The results demonstrate the utility of cytochrome b5 nanoprobe to study the interactions in MFO system. Using this nanoprobe, heterodimer with P450 2B4 and in addition also heterooligomers were identified, suggesting rather complex interactions of both proteins in this system that suppose the formation of such multimeric structures in the membrane of endoplasmic reticulum.
哺乳动物混合功能氧化酶(MFO)系统参与许多疏水性内源性化合物以及诸如药物和致癌物等外源性物质的羟基化反应。这个生物转化系统位于内质网的膜上,由细胞色素P - 450(P450)、NADPH:P450氧化还原酶和一个兼性成分细胞色素b5组成。了解MFO系统各个组分之间的相互作用对于理解该系统的结构与功能之间的关系至关重要,而这种关系最终决定了所产生代谢物(如解毒的外源性物质和/或活化的致癌物)的定性和定量模式。为了阐明MFO系统内相互作用的定量方面,我们采用了光引发交联方法。
使用细胞色素b5作为蛋白质纳米探针的光引发交联(在重组表达过程中将甲硫氨酸的氨基酸类似物(pMet)掺入细胞色素b5序列中)来定量其与功能性膜复合物中P450 2B4的相互作用。交联反应由紫外线照射引发,紫外线由pMet光不稳定的重氮基团形成高反应性的卡宾双自由基。这个双自由基能够共价结合附近的氨基酸并形成交联。细胞色素b5的甲硫氨酸96位于其催化结构域和膜结构域之间的连接区域,而甲硫氨酸126和131位于其膜结构域。采用几种方法(聚丙烯酰胺凝胶电泳、等电聚焦、埃德曼N端降解和氨基酸分析)的组合来表征形成的共价交联中P450 2B4与细胞色素b5的摩尔比,以定量它们的瞬时相互作用。

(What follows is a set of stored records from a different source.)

PR #881, opened 2021-06-02
Fix heading command

jamarw:
[AB#435572](https://dev.azure.com/ceapex/d3d54af3-265a-4f18-95f6-9a46397ca583/_workitems/edit/435572)

### DIFF
--- a/packages/docs-markdown/src/controllers/yaml/showTOCQuickPick.ts
+++ b/packages/docs-markdown/src/controllers/yaml/showTOCQuickPick.ts
@@ -1,20 +1,30 @@
 import { createEntry } from './createEntry';
 import { readFileSync } from 'fs';
-import { basename, dirname, join, relative } from 'path';
+import * as recursive from 'recursive-readdir';
+import { basename, dirname, extname, join, relative } from 'path';
 import { QuickPickItem, window, workspace } from 'vscode';
-import { noActiveEditorMessage, postError, showStatusMessage } from '../../helper/common';
+import { ignoreFiles, noActiveEditorMessage } from '../../helper/common';
 import { noHeadingSelected } from '../../constants/log-messages';
 import { getHeadings } from '../../helper/getHeader';
-import fg = require('fast-glob');
 
 export async function showTOCQuickPick(options: boolean) {
+	const markdownExtensionFilter = ['.md'];
 	let folderPath: string = '';
+	let fullPath: string = '';
 
 	if (workspace.workspaceFolders) {
 		folderPath = workspace.workspaceFolders[0].uri.fsPath;
 	}
 
-	const items = getQuickPickItems(folderPath);
+	const files = await recursive(folderPath, ignoreFiles);
+
+	const items: QuickPickItem[] = [];
+	files.sort();
+	files
+		.filter((file: any) => markdownExtensionFilter.indexOf(extname(file.toLowerCase())) !== -1)
+		.forEach((file: any) => {
+			items.push({ label: basename(file), description: dirname(file) });
+		});
 
 	// show the quick pick menu
 	const selectionPick = await window.showQuickPick(items);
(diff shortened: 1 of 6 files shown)


packages/docs-markdown/src/controllers/yaml/showTOCQuickPick.ts
```diff
@@ -1,20 +1,30 @@
...
 	}
 
-	const items = getQuickPickItems(folderPath);
+	const files = await recursive(folderPath, ignoreFiles);
+
+	const items: QuickPickItem[] = [];
+	files.sort();
+	files
+		.filter((file: any) => markdownExtensionFilter.indexOf(extname(file.toLowerCase())) !== -1)
+		.forEach((file: any) => {
```
IEvangelist, line 25:
```suggestion
		.filter((file: string) => markdownExtensionFilter.indexOf(extname(file.toLowerCase())) !== -1)
		.forEach((file: string) => {
```

If these are of `string` type, it should be explicit - saying they're `any` is rather misleading.

packages/docs-markdown/src/controllers/yaml/showTOCQuickPick.ts
```diff
@@ -29,31 +39,33 @@ export async function showTOCQuickPick(options: boolean) {
...
 
-	if (!title) {
-		postError(`Could not find H1: ${fullPath}`);
-		showStatusMessage(`Could not find H1: ${fullPath}`);
+	if (!headings) {
+		window.showErrorMessage(headings[0]);
 		return;
 	}
-
+	let headingName = headings.toString().replace('# ', '').split(',')[0];
```
IEvangelist, line 53:
```suggestion
	let headingName = headings.replace('# ', '').split(',')[0];
```

The `headings` variable should already be of type `string` according to [this](https://github.com/microsoft/vscode-docs-authoring/blob/74155c4528c8ce9ff19d8fa9a9dec7448c32be79/packages/docs-markdown/src/helper/getHeader.ts), no reason to call `.toString()`

packages/docs-markdown/src/test/suite/helper/getHeader.test.ts
```diff
@@ -7,12 +7,9 @@ const expect = chai.expect;
...
 	test('Get heading', async () => {
-		const filePath = resolve(
-			__dirname,
-			'../../../../../src/test/data/repo/articles/docs-markdown.md'
-		);
+		const filePath = resolve(__dirname, '../../../../../src/test/data/repo/articles/bookmark.md');
 		const content = readFileSync(filePath, 'utf8');
 		const heading = getHeadings(content);
-		expect(heading).to.equal('Docs Markdown Reference');
+		expect(heading[0]).to.equal('# This is a bookmark page');
```
IEvangelist, line 13: Could we had more bookmark tests, to ensure that multiple H{n} values work? Also, I thought that hand made bookmarks used to work too?

For example:

```md
<a name="custom-bookmark-name"></a>
```

It would find "custom-bookmark-name" too, is that not the case anymore?

packages/docs-markdown/src/controllers/yaml/showTOCQuickPick.ts
jamarw: Hey @IEvangelist , thanks for the suggestions! I committed the previous suggestion but this one causes an issue because the headings are objects and not strings at this point. Here's the console output:

image

packages/docs-markdown/src/test/suite/helper/getHeader.test.ts
bharney0: Seems like that would be good to find custom bookmarks, it wouldnt be too hard to add this back if you just made a function to find all anchor tags with name attribute.

jamarw: I looked into the custom/handmade bookmark link and it doesn't look like we supported that type of link. I tested against a few of the earlier versions of the extension and none of them supported it. 

We can definitely roll in a few more tests.

jamarw: Created custom bookmark [task ](https://ceapex.visualstudio.com/Engineering/_boards/board/t/AXE%20Team/Stories/?workitem=435760)for tracking and requirements.

bharney0 (approved):

PR #890, opened 2021-06-21
Refresh metadata explorer if editor is closed

gewarren:


gewarren:
@IEvangelist This shows the welcome message in the Metadata Explorer if the last open Markdown file is closed.

packages/docs-markdown/src/extension.ts
```diff
@@ -201,10 +201,8 @@ export async function activate(context: ExtensionContext) {
 			}
 		}
 	});
-	window.onDidChangeActiveTextEditor(e => {
-		if (['markdown', 'json'].includes(e.document.languageId)) {
-			metadataTreeProvider.refresh();
-		}
+	workspace.onDidCloseTextDocument(e => {
+		metadataTreeProvider.refresh();
```
gewarren, line 205: When the explorer refreshes, it checks the language, so we don't need to check here. Also, we want to update the explorer even if the active document isn't Markdown (i.e. show the welcome message).

IEvangelist (approved):

IEvangelist:
Attention: @bharney0

bharney0 (approved):

PR #892, opened 2021-06-24
Metadata explorer click

IEvangelist:
Added the ability for the entries in the Metadata tree view to be clickable:

- Deleted "implicit" updates
- Major clean up
- Encapsulated a bunch of bits
- Make the traverse option a fallback if glob doesn't work
- Delete *\*-refresh.svg* images, as we can use codeicon instead

/cc: @gewarren


packages/docs-markdown/src/extension.ts
```diff
@@ -201,8 +201,10 @@ export async function activate(context: ExtensionContext) {
 			}
 		}
 	});
-	workspace.onDidCloseTextDocument(e => {
-		metadataTreeProvider.refresh();
+	workspace.onDidChangeTextDocument(e => {
+		if (e.document.languageId === 'markdown') {
```
gewarren, line 205: Why did you change this? We want it to refresh and show the welcome text if the user closes the last Markdown file. Also if the user switches active focus to a non-Markdown file, we also want to refresh so we clear the tree (since it doesn't apply to the current editor).

packages/docs-markdown/src/controllers/metadata/metadata-tree-node.ts
```diff
@@ -26,8 +36,27 @@ export class MetadataTreeNode extends TreeItem {
 		this.key = entry.key;
 		this.source = entry.source;
 		this.value = entry.value;
+		// this.resourceUri = entry.resourceUri;
```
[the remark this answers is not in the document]
IEvangelist:
```suggestion

```

packages/docs-markdown/src/extension.ts
```diff
@@ -201,8 +201,10 @@ export async function activate(context: ExtensionContext) {
...
+			metadataTreeProvider.refresh();
+		}
```
IEvangelist, line 207:
```suggestion
		metadataTreeProvider.refresh();
```

packages/docs-markdown/src/extension.ts
IEvangelist: I believe that this still works the way we want it, I do see the welcome page. I'll remove the guard for `'markdown'` though.

IEvangelist:
Hi again @bharney0 - I'm fixing the bug in the unit test, as discovered from this test run failure. Should have it soon.

bharney0 (approved):

PR #261, opened 2020-09-03
Add fuzzerbadge and improve documentation

### LINKED ISSUE #237: fuzzing badge
Per-commit fuzzing results should be available on a badge in the readme.md

pauldreik:
Added a fuzzer badge, Closes #237. I did not add a link for master, since that seems to not get updated by the cron job and I do not want to give the false impression that master is fuzzed.

Also, I saw a recent crash detected by the fuzzer job so I minimized it and documented how I did it.


pauldreik:
The crash was introduced in https://github.com/CPPAlliance/json/commit/c4dc2b2052e264a97e8e512ae2a5ce83814b797e

The CI job caught it.

vinniefalco:
This has conflicts and needs rebasing

vinniefalco:
Can we fuzz master too?

pauldreik:
> Can we fuzz master too?

I guess, but that would need some github action magic I don't know how to do even if I am sure it's easy.

Worse is, there is a risk of something I call corpus ping-pong. If master lags develop or the branches diverge, one will destroy the corpus for the other. Then we need to separate the corpora and that needs more of that unpleasant github action - bash script - bintray debugging. Of course it can be done, I just don't feel like it is worth the effort right now. I would rather wait until (if?) this library gets accepted into boost, and then get it onto oss fuzz instead which has a much more professional setup.

pauldreik:
> This has conflicts and needs rebasing

fixed

vinniefalco:
corpus ping-pong... lmao. OK

PR #277, opened 2020-09-05
Drop bintray, use github action cache

pauldreik:
@Flamefire please have a look

### DIFF
--- a/.github/workflows/run_fuzzer.yml
+++ b/.github/workflows/run_fuzzer.yml
@@ -1,9 +1,5 @@
 name: fuzz
 
-env:
-  BINTRAYUSER: vinniefalco
-  BINTRAYORG: cppalliance
-
 on:
   push:
   pull_request:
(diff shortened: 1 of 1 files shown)


pauldreik:
When run for the first time, it correctly stores the cache and it is found on the next run (at least when running on the same branch).
The problem comes at the end of second run. Because the cached item already exists, it won't be updated even if the file has changed.

I can not find how to evict the cache manually.

If that eviction feature would have existed, using github action cache could have worked for storing the corpus.

@jonathanmetzman maybe you know more than me on how this could work?

Flamefire:
This  should work in principle. See my test repo:  https://github.com/Flamefire/gha_tests
Check the actions tab for the 2 "test" commit runs and expand " Run value=$(cat cacheFolder/foo.txt)" which shows how the cached value is increased with every run

pauldreik:
> This should work in principle. See my test repo: https://github.com/Flamefire/gha_tests
> Check the actions tab for the 2 "test" commit runs and expand " Run value=$(cat cacheFolder/foo.txt)" which shows how the cached value is increased with every run

I see that it works in your repo, thanks for the demo! I think I know why it did not work for me:
I used the "rerun workflow" button and not pushing new changes. The new run gets the same id. On the second run, I get "Cache hit occurred on the primary key corpus, not saving cache." 

That means the suggested approach would work, but not on reruns. I will do an experiment with a random key instead and see what happens.

pauldreik:
Ok, I found an ugly hack to get this to work. Using a symlink to /proc/self/stat placed within the repo, then using the github action supplied function hashFiles() on the symlink.

pauldreik:
I think this is ready for review/merge now.

pauldreik:
Thank you @Flamefire  for your help!

Flamefire:
> I used the "rerun workflow" button and not pushing new changes. The new run gets the same id. On the second run, I get "Cache hit occurred on the primary key corpus, not saving cache."

I'd consider that a feature and keep that. If you rerun you often like to see the same failure again. Besides that I very rarely use the "rerun" button and just trigger the CI with a new commit (you can even amend the last commit without changing anything and force push) so I wouldn't include such hacks for such a minor use case.
Just for your consideration.

pauldreik:
> > I used the "rerun workflow" button and not pushing new changes. The new run gets the same id. On the second run, I get "Cache hit occurred on the primary key corpus, not saving cache."
> 
> I'd consider that a feature and keep that. If you rerun you often like to see the same failure again. Besides that I very rarely use the "rerun" button and just trigger the CI with a new commit (you can even amend the last commit without changing anything and force push) so I wouldn't include such hacks for such a minor use case.
> Just for your consideration.

This is for a fuzz corpus so it is only to speed up the fuzzing. If something interesting happens, it ends up in one of the files caught by the artifacts job. Hence there is no need to rerun with the exact same corpus.

Regarding rerun, it is a very handy feature if one wants to manually add some extra fuzzing effort, for instance when wondering why a bug is not caught by the fuzzer.

For this particular CI job, this is exactly how I want it :-)

.github/workflows/proc_self_stat
```diff
@@ -0,0 +1 @@
+/proc/self/stat
```
vinniefalco, line 1: This is some of your best work right here

vinniefalco: This file is giving me trouble on Windows. When I check out the branch, the file shows up as modified in my working set. WIndows doesn't support symlinks like this. I"m not sure what to do.

pauldreik: That means a large percentage of users will have the same problem, leading to questions even if I am sure there is some symlink setting in windows git somewhere which might fix this.

Well, I guess that means I will drop that nice hack.

pauldreik: ok, pushed a new version with the hack dropped.

vinniefalco:
Merged thanks

PR #279, opened 2020-09-05
fix 32 bit warnings for prime table

### LINKED ISSUE #270: prime table operation is not 32-bit safe
This line causes a warning:
https://github.com/CPPAlliance/json/blob/adacd6670cd92ef5b8e2890550a7a6171e86d854/include/boost/json/impl/object.ipp#L512

The way it is written, it looks like we can get a `*prime` that exceeds the max unsigned 32-bit integer. Then the assignment will underflow.

sdkrystian:
fix #270

@vinniefalco Could you test this on 32 bit?


vinniefalco:
The problem is bigger than this, so closing for now

PR #289, opened 2020-09-06
fix accidental space in yaml file

pauldreik:
sorry


vinniefalco:
does yaml care?

pauldreik:
> does yaml care?

I wish not...

PR #291, opened 2020-09-06
Max size

vinniefalco:
fixes the problem with limits


sdkrystian (commented):
Looks good. Though, we should just define `max_size` as `soft_limit`.

vinniefalco:
> max_size as soft_limit.

That is something we can explore in the future, but note that there is a circular dependency loop of include files, so writing `sizeof(key_value_pair)` in object.hpp will be challenging.

PR #296, opened 2020-09-07
Note that string doesn't validate UTF-8

### LINKED ISSUE #252: string docs could be more clear about utf8
The string javadoc should make it clear that it is the caller's responsibility to ensure only valid utf-8 is placed in the string.

sdkrystian:
fix #252


vinniefalco:
Merged, thanks

PR #297, opened 2020-09-07
serializer refactor

vinniefalco:
* serialize() replaces to_string()
    * serialize.hpp replaces to_string.hpp
    * serializer works on all types
    * serialize, operator<< work on all types
    * reset() takes pointer arguments
    * resetting constructor removed


sdkrystian:
Looks good save for the fuzzer failure. Maybe we should add support for integers?

PR #298, opened 2020-09-07
Handler specifies structure and string limits

sdkrystian:


example/validate.cpp
```diff
@@ -26,60 +26,64 @@ using namespace boost::json;
 
 //[example_validate
 
-bool
-validate( string_view s )
+// The null parser discards all the data
+class null_parser
```
vinniefalco, line 30: Can't put it in the function?

include/boost/json/detail/array_impl.hpp
```diff
@@ -54,10 +54,7 @@ class array_impl
     static
     constexpr
     std::size_t
-    max_size() noexcept
-    {
-        return BOOST_JSON_MAX_STRUCTURED_SIZE;
-    }
+    max_size() noexcept;
```
vinniefalco, line 57: are constexpr functions inline by default?

include/boost/json/parser.hpp
```diff
@@ -107,6 +107,26 @@ class parser
 {
     struct handler
     {
+        constexpr
+        static
+        std::size_t
+        max_object_size = object::max_size();
```
vinniefalco, line 113: Consider
```
constexpr static std::size_t
    max_object_size = object::max_size();
```
since it is private

include/boost/json/detail/array_impl.hpp
sdkrystian: Yup

sdkrystian:
@sdarwin I think I see the problem now -- we should be comparing against the commit prior to the first commit on a PR instead of comparing to the current develop

include/boost/json/basic_parser.hpp
```diff
@@ -967,10 +967,20 @@ parse_unescaped(const char* p)
     cs = detail::count_valid<AllowBadUTF8>(
         cs.begin(), cs.end());
     std::size_t size = cs.used(start);
-    if(BOOST_JSON_UNLIKELY(size > 
-        BOOST_JSON_MAX_STRING_SIZE - total))
-        return fail(cs.begin(), IsKey ? 
-            error::key_too_large : error::string_too_large);
+    if(IsKey)
+    {
```
vinniefalco, line 971:
```
BOOST_ASSERT(total <= Handler::max_key_size_)
```

PR #299, opened 2020-09-07
default_resource singleton is a static data member

sdkrystian:


vinniefalco:
needs tests for order-of-init

vinniefalco (changes requested):
still needs tests for order-of-init

include/boost/json/impl/storage_ptr.ipp
```diff
@@ -15,6 +15,16 @@
 BOOST_JSON_NS_BEGIN
 
 // KRYSTIAN NOTE: we need P1077
+#ifdef __clang__
```
vinniefalco, line 18: P1077 won't help us until what, C++23? Or C++26? Or never? And even then, we still have to support older versions of C++. Therefore, P1077 will never be of any help.

include/boost/json/impl/storage_ptr.ipp
```diff
@@ -0,0 +1,52 @@
...
+};
+
+template<class T>
+struct singleton
+{
+    static no_destroy resource_;
+};
+
+template<class T>
+no_destroy singleton<T>::resource_;
```
vinniefalco, line 50: You are injecting all these into the `boost::json` namespace, I think they should go in `boost::json::detail`?

include/boost/json/storage_ptr.hpp
```diff
@@ -173,7 +169,8 @@ class storage_ptr
         No-throw guarantee.
     */
     storage_ptr() noexcept
-        : i_(0)
+        : i_(reinterpret_cast<
+            std::uintptr_t>(get_default()))
```
vinniefalco, line 173: this is GUD

include/boost/json/storage_ptr.hpp
```diff
@@ -337,8 +335,9 @@ class storage_ptr
         storage_ptr&& other) noexcept
     {
         release();
-        i_ = detail::exchange(
-            other.i_, 0);
+        i_ = detail::exchange(other.i_,
+            reinterpret_cast<
+                std::uintptr_t>(get_default()));
```
vinniefalco, line 340: Should `get_default` maybe return `std::uintptr_t`? It would clean up these casts.

include/boost/json/impl/storage_ptr.ipp
```diff
@@ -0,0 +1,52 @@
...
+
+memory_resource*
+storage_ptr::
+get_default() noexcept
+{
+    return &singleton<void>::
+        resource_.resource_;
```
vinniefalco, line 57: `resource_.resource_` yuck

include/boost/json/impl/storage_ptr.ipp
sdkrystian: I'll just move this to `default_resource`

include/boost/json/storage_ptr.hpp
sdkrystian: Yup, did that

include/boost/json/impl/storage_ptr.ipp
sdkrystian: Fixed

成功制备的细胞色素b5纳米探针(通过质谱确认了pMet的掺入)在体外与NADPH:P450氧化还原酶一起在二月桂酰磷脂酰胆碱(DLPC)囊泡中重构时,刺激了P450 2B4的催化活性。交联反应在没有NADPH:P450氧化还原酶的类似重构系统中进行,并且在一维SDS - PAGE上分离出至少三种产物。使用上述方法组合估计每个复合物中P450与细胞色素b5的摩尔比为1:1、1:2和2:1。
结果证明了细胞色素b5纳米探针在研究MFO系统相互作用中的实用性。使用这种纳米探针,鉴定出了与P450 2B4的异二聚体以及异寡聚体,这表明该系统中两种蛋白质的相互作用相当复杂,推测在内质网膜中形成了这种多聚体结构。